MPF cobra que estado do Rio devolva mais de R$ 1,3 bilhão ao Fundo Estadual da Saúde
O Ministério Público Federal (MPF) apresentou ao Tribunal Regional Federal da 2ª Região (TRF2) novo pedido para que a Justiça obrigue o estado do Rio de Janeiro a transferir ao Fundo Estadual da Saúde mais de R$ 1,3 bilhão. Esse valor não foi destinado à saúde entre 2013 e 2015, descumprindo a previsão constitucional de destinação de, no mínimo, 12% do orçamento estadual para a saúde. Uma decisão judicial pela devolução desses recursos partiu da 18ª Vara Federal no Rio de Janeiro em agosto de 2016, mas essa liminar foi suspensa por um desembargador em plantão nos Jogos Olímpicos. Desde então, uma sentença reafirmou a liminar e as circunstâncias para a suspensão da decisão, na ótica do MPF, mudaram de forma notória, em especial, com recente decisão da 8ª Turma do TRF2.
O pedido foi feito à presidência do TRF2 porque o MPF na 2ª Região (RJ/ES) viu um novo quadro a avaliar: o plano de recuperação fiscal do Estado, homologado um ano atrás, a intervenção federal na segurança pública e as conclusões de um recente acórdão do TRF2. Nessa decisão, a 8ª Turma detectou um “jogo contábil” onde “o estado simula o cumprimento do limite constitucional de 12%, mas o dinheiro arrecadado/repassado não tem o destino que deveria”. Segundo os desembargadores, parte dos valores é usada para pagar outras despesas priorizadas pelo governador, permanecendo as ações e serviços de saúde subfinanciadas, com valores só transferidos ao Fundo quando o sistema de saúde já está deficitário.

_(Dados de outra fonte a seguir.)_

PR #971, opened 2021-09-22
Switch from Java 8 to Java 11 in the README

### LINKED ISSUE #969: Switch requirements to Java 11
At least in the documentation, we can still test with Java 8 for now

DavideD:
We will continue to test with Java 8 for the time being
but at least we don't commit to it for the future.

And we are aligned to the base version used by the products.

Fixes #969

I will update the website before the release

### DIFF
--- a/README.md
+++ b/README.md
@@ -28,7 +28,7 @@ Learn more at <http://hibernate.org/reactive>.
 
 Hibernate Reactive has been tested with:
 
-- Java 8
+- Java 11, 16 and 17
 - PostgreSQL 13
 - MySQL 8
 - MariaDB 10


README.md
```diff
@@ -28,7 +28,7 @@ Learn more at <http://hibernate.org/reactive>.
 
 Hibernate Reactive has been tested with:
 
-- Java 8
+- Java 11
```
Sanne, line 31: since the wording is "has been tested with" , shouldn't we list Java 16 and 17 as well?

Sanne (approved):

README.md
Sanne: @DavideD up

DavideD: Added 11,16 and 17

DavideD:
Merged!

PR #973, opened 2021-09-23
Have Uni return types on all Session opening methods

DavideD:
**_DON'T MERGE_**

@Sanne,  I've squashed the commits together.

I've added a commit that removes `ProxyConnection` because I don't think we need it now but it's optional.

“O MPF pleiteia a reconsideração/revogação da suspensão da liminar diante do novo quadro fático-jurídico, notadamente pelo advento da sentença de mérito e do acórdão de improvimento do recurso de apelação do Estado do Rio de Janeiro junto ao TRF2 que constatou o quadro de fraude contábil efetivado pelo estado no repasse das verbas da saúde, bem como da aprovação do plano de recuperação fiscal do estado”, frisa o MPF no seu pedido levado à análise do presidente do TRF2, desembargador federal André Fontes.
O MPF reforçou que a falta de pagamento a credores implica, não raro, a redução ou a interrupção de serviços, descrença de fornecedores e prestadores de serviços, que se reflete em licitações, greves e outros problemas que agravam o estado de caos e desordem, notadamente na área da saúde.